Pressemitteilung: Seit Montag: Welle rechter Gewalt im Wahlkampf

Nach Angriffen auf Personen, Büros und Wohnungen fordert Kampagne gegen NPD-Wahlkampf Solidarität mit Betroffenen statt Diffamierung

Seit Montag ist es in Rostock und anderen Städten Mecklenburgs zu einer plötzlichen Welle rechter Angriffe gekommen. Die Kampagne “Wake Up – Stand Up! Keine Stimme den Nazis in MV!” ruft zur Solidarität mit den Betroffenen auf. Zugleich wendet sie sich gegen die Verharmlosung neonazistischer Gewalt und die Diffamierung der Opfer.

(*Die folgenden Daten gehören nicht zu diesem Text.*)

PR #344, opened 2016-07-15
Add analytics for features shown

RByers:
Diff on top of #343.  How do I submit a PR on top of another PR?

### DIFF
--- a/templates/features.html
+++ b/templates/features.html
@@ -88,6 +88,7 @@ var featureList = $('chromedash-featurelist');
 var chromeMetadata = $('chromedash-metadata');
 var overlay = $('chromedash-legend');
 var search = $('.search input');
+var unveilStart;
 
 // Set search box to URL deep link.
 if (location.hash) {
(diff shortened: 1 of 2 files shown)


RByers:
Note that this is following the [GA user timing docs](https://developers.google.com/analytics/devguides/collection/analyticsjs/user-timings).

templates/features.html
```diff
@@ -98,6 +99,12 @@
   $('#num-features').textContent = e.detail.count;
 });
 
+featureList.addEventListener('unveiled', function() {
+  console.timeStamp && console.timeStamp('features unveiled');
+  console.timeEnd && console.timeEnd('features unveil');
+  unveilStart && ga('send', 'timing', 'features', 'unveil', performance.now() - unveilStart);
```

Am Montag wurde eine Gruppe von Jugendlichen, die im Rostocker Stadtteil Toitenwinkel Flugblätter verteilten, von drei bekannten und teilweise vermummten Neonazis mit Reizgas angegriffen. In dem Viertel kam es wiederholt zu rechten Übergriffen, großflächige Sprühereien verkünden etwa “Antifa töten”. Noch in der folgenden Nacht wurde ein SPD-Wahlkreisbüro in dem Stadtteil angegriffen. Unbekannte attackierten auch zwei Büros von SPD bzw. der Linken in Hagenow und Teterow. Auch das Wohnhaus der Eltern eines früheren Rostockers wurde angegriffen, dessen Adresse von Neonazis im Internet veröffentlicht worden ist. Weiterhin beschädigten Unbekannte in der Nacht zu Mittwoch vier Wahlkreisbüros von SPD, der Linken und Bündnis90/Die Grünen in Rostock. Am Dienstag plakatierten Neonazis in Rostock-Toitenwinkel Parolen wie “Antifa Gruppen zerschlagen”, “Freiheit statt BRD” oder “Nationaler Sozialismus”.

Diese Aktivitäten reihen sich ein in eine Vielzahl von Anschlägen auf Wahlkreisbüros demokratischer Parteien, aber auch Übergriffe gegen nicht-rechte Jugendliche oder MigrantInnen in den letzten Monaten. Auf einer einschlägigen Internetseite, die von dem NPD-Funktionär David Petereit verantwortet wird, werden solche Gewalttaten immer wieder wohlwollend kommentiert und wurde vor einiger Zeit eine Liste mit Adressen von Wahlkreisbüros demokratischer Parteien veröffentlicht. Am Wochenende ist in Gnoien nun ein rechter Tatverdächtiger nach einem Anschlag vorläufig festgenommen worden. Die Website einer Rostocker Kameradschaft mit NPD-Verbindungen hatte jüngst umfangreich Fotos politischer GegnerInnen publiziert und dazu aufgerufen, weitere Daten zu sammeln. Auf anonymen Internetseiten werden Neonazis deutlicher: Dort rühmt man sich Gewalttaten wie den Angriffen am Montag in Rostock und bezeichnet Rostock-Toitenwinkel stolz als “Nazihochburg”. Eine bundesweit bekannte Website hatte kürzlich neben einer Vielzahl persönlicher Daten von Betroffenen aus Mecklenburg-Vorpommern auch jene Hausadresse veröffentlicht, bei der Montagnacht nun mehrere Scheiben eingeworfen worden sind. Die Täter beziehen sich dabei auf die veralteten Kundendaten eines alternativen Versandhandels, die 2005 von Rechten ins Internet gestellt worden sind.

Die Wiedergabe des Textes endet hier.